Cut 1 pvc moulding to make 4 rings, 2 small, 1 somewhat larger, and 1 slightly smaller than your chest measures. I cut five rings, but you will only need 4 for this project.


















Next take a scrap piece of 3/4 plywood and draw out 1 of the smaller rings from the inside. Take a jigsaw and cut the plywood to the shape of the ring.


















Now attach 1 of the 6ft pvc mouldings to the base using a 1/4 inch drill bit and 1/4inch x 1 inch bolts.


















Then we will move up slightly lower than shoulder height and attach the largest ring using a drill and the 1/4 inch bit, and we secure the ring with 1/4 x 1 inch bolts and a nut on the backside.


















Next attach the middle size ring slightly lower than knee high and drill and bolt the bars to the rings.

















Then attach the other small ring at the top. Notice that I rotated the pvc mouldings so that every other "bar" was longer.


















The prop should be looking somewhat like this depending on how much beer you have consumed by this point.


















Now we attach the plastic chain. I cut it out with tin snips to the length I needed and secured it the the cage using 1/4 x 11/2 bolts. Then used a washer to hold it in place and tightened with a nut.


















Now it's on to painting! Paint it as you wish. I used black as a base and then misted it with light and dark parts using a Hammered color.

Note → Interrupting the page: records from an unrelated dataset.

PR #280, opened 2023-10-16
Define a control stream

### LINKED ISSUE #31: Control streams
As mentioned in #29, there's currently no distinction between control streams and media streams.

Should we have dedicated control streams? When should these be cached or forwarded by relays?

For example, GOAWAY must NOT be forwarded by a relay, but something like TRACK (does not exist yet) should be forwarded.

### LINKED ISSUE #137: Control message ordering
The current draft specifies that control messages may be sent over separate streams. This means that control messages will arrive in an unknown order.

This can create divergent behavior if messages depend on any form of ordering. The simplest example if sending a SUBSCRIBE message followed by a later UNSUBSCRIBE message on a separate stream. If the UNSUBSCRIBE arrives first for whatever reason (packet loss or poor prioritization), then it has a completely different meaning.

The current draft adds some advisory text that control messages should be on the same stream if ordering is required. I think we should put all control messages on the same stream, so ordering is enforced and the behavior is deterministic.

### LINKED ISSUE #138: Proposal: Control and data streams

### LINKED ISSUE #230: Resetting control streams
There's an assumption in the current draft that some messages are partially reliable (OBJECT messages) while some are fully reliable (everything else, aka control messages). The ability to drop a message depend on the ability to reset the QUIC stream.

However, reseting a stream containing control messages wrecks havok on the subscription state machine. There's no way within QUIC determine if a messages was received or processed prior to a reset. For example, if I send a SUBSCRIBE on stream and then a receive a STOP_SENDING for that stream, then the subscription enters a limbo state:

1. The SUBSCRIBE was processed and a SUBSCRIBE_OK or SUBSCRIBE_ERROR is forthcoming.
2. The SUBSCRIBE was never processed and a SUBSCRIBE_OK or SUBSCRIBE_ERROR will never be received.

The only option currently is to set a timer after a reset is received. After a few RTTs or so, we assume the SUBSCRIBE was lost and issue a new SUBSCRIBE on a new stream, introducing latency in the process. Though things get extra weird if we receive a response after this timeout expires...

---

I think we either need to state:
1. Control streams MUST NOT be reset (like HTTP/3)
2. Reseting a control stream also resets all prior messages (ie. all prior SUBSCRIBEs).
3. Reseting a control stream resets all unacknowledged messages (ie. SUBSCRIBEs without SUBSCRIBE_OK).

Option 3 is problematic, since the subscriber knows that the OK was received prior to the reset but the publisher doesn't. Personally, I think option 1 is the best is there's a single control stream, while option 2 is the best if there's multiple (scoped) control streams. 

---

Regardless of the approach, data messages and control messages should be split (#31) because they have different reliability. A receiver should know if it can issue STOP_SENDING for an OBJECT without impacting control messages, especially if we take approach 1.

My application uses a bidirectional stream for control messages and unidirectional streams for data messages. It makes it very easy for the application to know if a stream is resettable just based on the ID.

ianswett:
Fixes #230
Fixes #138
Fixes #137
Fixes #31

### DIFF
--- a/draft-ietf-moq-transport.md
+++ b/draft-ietf-moq-transport.md
@@ -364,6 +364,11 @@ a control message on a different stream closes the session as a
 peer receiving an Object on the control stream closes the session as a
 'Protocol Violation'.
 
+This draft only specifies a single use of bidirectional streams. Objects are
+sent on unidirectional streams.  Because there are no other uses of
+bidirectional streams, a peer MAY currently close the connection if it
+receives a second bidirectional stream.
+
 The control stream MUST NOT be abruptly closed at the QUIC layer.  Doing so
 results in the session being closed as a 'Protocol Violation'.
 
--- a/draft-ietf-moq-transport.md
+++ b/draft-ietf-moq-transport.md
@@ -352,17 +352,20 @@ PATH parameter ({{path}}) which is sent in the SETUP message at the
 start of the session.  The ALPN value {{!RFC7301}} used by the protocol
 is `moq-00`.
 
+
 ## Session initialization {#session-init}
 
-The first stream opened is a client-initiated bidirectional stream where
-the peers exchange SETUP messages ({{message-setup}}). The subsequent
-streams MAY be either unidirectional or bidirectional. For exchanging
-content, an application would typically send a unidirectional stream
-containing a single OBJECT message ({{message-object}}), as putting more
-than one object into one stream may create head-of-line blocking delays.
-However, if one object has a hard dependency on another object, putting
-them on the same stream could be a valid choice.
+The first stream opened is a client-initiated bidirectional control stream
+where the peers exchange SETUP messages ({{message-setup}}).  All messages
+defined in this draft are sent on the control stream after the SETUP message.
+Control messages MUST NOT be sent on any other stream, and a peer receiving
+a control message on a different stream closes the session as a
+'Protocol Violation'. Objects MUST NOT be sent on the control stream, and a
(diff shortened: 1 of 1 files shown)


kixelated (approved):
I would add a note that data streams are sent on unidirectional streams, but looks gud.

fluffy (approved):
LGTM

PR #283, opened 2023-10-16
MoQ has no TCP/etc fallback

### LINKED ISSUE #88: Failover strategy when QUIC is unavailable
Issue raised at interim on Feb 1, 2023:

Does the protocol need to define a failover if QUIC is not available on a specific path.  If so, is it the same failover in all cases?

ianswett:
Fixes #88

### DIFF
--- a/draft-ietf-moq-transport.md
+++ b/draft-ietf-moq-transport.md
@@ -319,7 +319,7 @@ semantics (see {{?I-D.ietf-webtrans-overview, Section 4}}); thus, the
 main difference lies in how the servers are identified and how the
 connection is established.  There is no definition of the protocol
 over other transports, such as TCP, and applicaitons using MoQ might
-need to fallback to another protocol when QUIC and WebTransport aren't
+need to fallback to another protocol when QUIC or WebTransport aren't
 available.
 
 ### WebTransport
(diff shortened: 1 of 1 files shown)


draft-ietf-moq-transport.md
```diff
@@ -317,7 +317,10 @@ over a QUIC connection directly [QUIC], and over WebTransport
 [WebTransport].  Both provide streams and datagrams with similar
 semantics (see {{?I-D.ietf-webtrans-overview, Section 4}}); thus, the
 main difference lies in how the servers are identified and how the
-connection is established.
+connection is established.  There is no definition of the protocol
+over other transports, such as TCP, and applicaitons using MoQ might
+need to fallback to another protocol when QUIC and WebTransport aren't
```
kixelated, line 322: > when QUIC and WebTransport

should be:

> when QUIC or WebTransport

kixelated (approved):

vasilvv (approved):

draft-ietf-moq-transport.md
ianswett, line 322:
```suggestion
need to fallback to another protocol when QUIC or WebTransport aren't
```

ianswett: SG, feel free to leave a suggestion I can just commit it for editorial suggestions like this.

PR #285, opened 2023-10-16
Change message names to use _

### LINKED ISSUE #275: "SUBSCRIBE OK" and "SUBSCRIBE ERROR" or SUBSCRIBE_OK and SUBSCRIBE_ERROR
I'd make this change in a single PR, but I prefer frame names have underscores to having to quote them when referring to them when they are two words.

Observed when reviewing #274

ianswett:
Fixes #275

Also renames SUBSCRIBE to SUBSCRIBE_REQUEST, since it was already being referred to as SUBSCRIBE in multiple cases and it's parallel to ANNOUNCE.

### DIFF
--- a/draft-ietf-moq-transport.md
+++ b/draft-ietf-moq-transport.md
@@ -562,10 +562,10 @@ Relays MUST ensure that publishers are authorized by:
   the way the relay is managed and is application specific (typically
   based on prior business agreement).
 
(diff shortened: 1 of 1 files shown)


kixelated (approved):
+1 to SUBSCRIBE instead of SUBSCRIBE_REQUEST

PR #287, opened 2023-10-16
Protocols directly over UDP

### LINKED ISSUE #73: QUIC is over UDP
In Sec 3.1 it says "This is possible with the emergence of QUIC, designed to fix the shortcomings of TCP" in the context of TCP and UDP-based protocols.

Pedants will note that QUIC is over UDP. It is probably worth to add something to the effect of:

"While QUIC is also over UDP, it frees the media protocol from handling functions that might otherwise be handled by TCP."

ianswett:
Fixes #73

### DIFF
--- a/draft-ietf-moq-transport.md
+++ b/draft-ietf-moq-transport.md
@@ -104,8 +104,8 @@ deliver content encoded at a higher bitrate than the network can support
 causes queuing along the path from producer to consumer. The speed at
 which a protocol can detect and respond to queuing determines the
 overall latency. TCP-based protocols are simple but are slow to detect
-congestion and suffer from head-of-line blocking. UDP-based protocols
-can avoid queuing, but the application is now responsible for the
+congestion and suffer from head-of-line blocking. Protocols directly over
+UDP can avoid queuing, but the application is now responsible for the
 complexity of fragmentation, congestion control, retransmissions,
 receiver feedback, reassembly, and more. One goal of MOQT is to achieve
 the best of both these worlds: leverage the features of QUIC to create a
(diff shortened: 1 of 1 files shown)


draft-ietf-moq-transport.md
```diff
@@ -104,8 +104,8 @@ deliver content encoded at a higher bitrate than the network can support
 causes queuing along the path from producer to consumer. The speed at
 which a protocol can detect and respond to queuing determines the
 overall latency. TCP-based protocols are simple but are slow to detect
-congestion and suffer from head-of-line blocking. UDP-based protocols
-can avoid queuing, but the application is now responsible for the
+congestion and suffer from head-of-line blocking. Protocols directly over
```
kixelated, line 107: Is there a better way to phrase this?

martinduke: There are many ways to say this. The language in this PR is fine, but some alternatives...

"UDP-based protocols aside from QUIC..."

"Applications that use UDP but not QUIC avoid queuing, but are now responsible..."

Whatever people like is fine.

martinduke (approved):

draft-ietf-moq-transport.md
ianswett: I don't like UDP-based protocols aside from QUIC, because one can run SCTP or another transport over UDP, and those have their own properties.

kixelated (approved):
"Protocols directly utilizing UDP" would be my vote but anything works.

martinduke:
I am fine with any phrasing that makes it clear that an intervening full-featured transport over UDP negates the issue.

Next, post will include the finished product. Just couldn't fit it all in one post.


----------



## alucard (Dec 1, 2008)

Here's the final product after paint.









Good luck! I hope this helps others looking for something similar.


----------



## Herman Secret (Oct 1, 2007)

Wow... very nice. I was thinking of building a gibbet this year, but with so many other projects on the go, was going to put this on the back burner. Now I may just have to add this to my projects list

Great Tut


----------



## Guest (Jul 12, 2009)

looks great!! I was thinking about building a cage next year, from pvc pipe, but I like yours ALOT better!!! great job!!! you have been very busy!!!


----------



## Baron Samedi (Jan 15, 2009)

That's a nice looking prop, and a great, easy to follow How-to.

Definitely one thats going in the "must-do" projects file!

Thanks for posting!


----------



## TNBrad (Sep 12, 2007)

AWESOME Thanks for sharing


----------



## JohnnyAppleseed (Sep 17, 2008)

Very nicely done, and the final paint job really makes this prop pop. Now for the skelly!


----------



## Curlgoddess (Sep 23, 2008)

Wow, Alucard.; that looks great! The paint job really pulled the whole project together!


----------



## Spookilicious mama (Feb 27, 2008)

*Hey Alucard!!! I love it!!! THe paint job you turned outexcellent So tell me what do you plan to do with this. How are you going to incorporate it into your yard display? Sigh yet another thing you are making me want to complete*


----------



## Mr_Chicken (Nov 30, 2008)

Very clever! Looks great too!


----------



## DannyK (Sep 21, 2008)

One of the best ones that I have seen. There are plenty of PVC gibbets around but I have yet to see one turn out so well, especially with a budget of only $25.00. Very well done.

-DK


----------



## alucard (Dec 1, 2008)

Thanks everyone for the wonderful comments. This was a project that I have been wanting to do for some time, but was looking for just the right material that would be easy to manipulate into somewhat realistic looking bars.

I plan to purchase a bucky to display inside and hang it from the rafters on the front of my house this Halloween. Now if I could just figure out how to make a 3 axis bucky skull talk!


----------



## Uruk-Hai (Aug 31, 2008)

Really GREAT looking!! I like it a lot. The paint job really makes it. I'll play devil's advocate though - now that it's assembled and painted how will you get a bucky skeleton INTO it?


----------



## alucard (Dec 1, 2008)

Uruk-Hai said:


> Really GREAT looking!! I like it a lot. The paint job really makes it. I'll play devil's advocate though - now that it's assembled and painted how will you get a bucky skeleton INTO it?


Good question, Uruk!

The cage comes apart quite easy with just a few turns of the bolts with your hand. I left them semi-loose so that it could be taken apart for storage. I guess I could just assembly the bucky from within the cage too. Even after staining, the bucky could be taken apart.

But now that you mention it, I might just modify the cage to include a door. That would allow me to make a rusty lock like Herman's Secret did. 

Thanks for the question.


----------



## Terra (Sep 23, 2007)

Brilliant design! Bookmarked 'fer sure


----------



## Monstermaker (Jan 30, 2009)

Excellent tutorial.........
Know where I'm headed after work.... : )


----------



## JosePrendes (Jul 14, 2009)

Awesome. I'm going to try that one!


----------



## rebelxwing (Oct 7, 2008)

Great looking gibbet cage and so inexpensive and easy! I just may have to build one this year too!


----------



## Therewolf (Aug 31, 2015)

Just found this Post, Awesome to find something so outstanding in the archives. I had much less impressive Gibbet that I want to upgrade. This is an outstanding design on a great budget. I think I have a new project for this year. Thank you Alucard. I hope you are still out there and Haunting well.


----------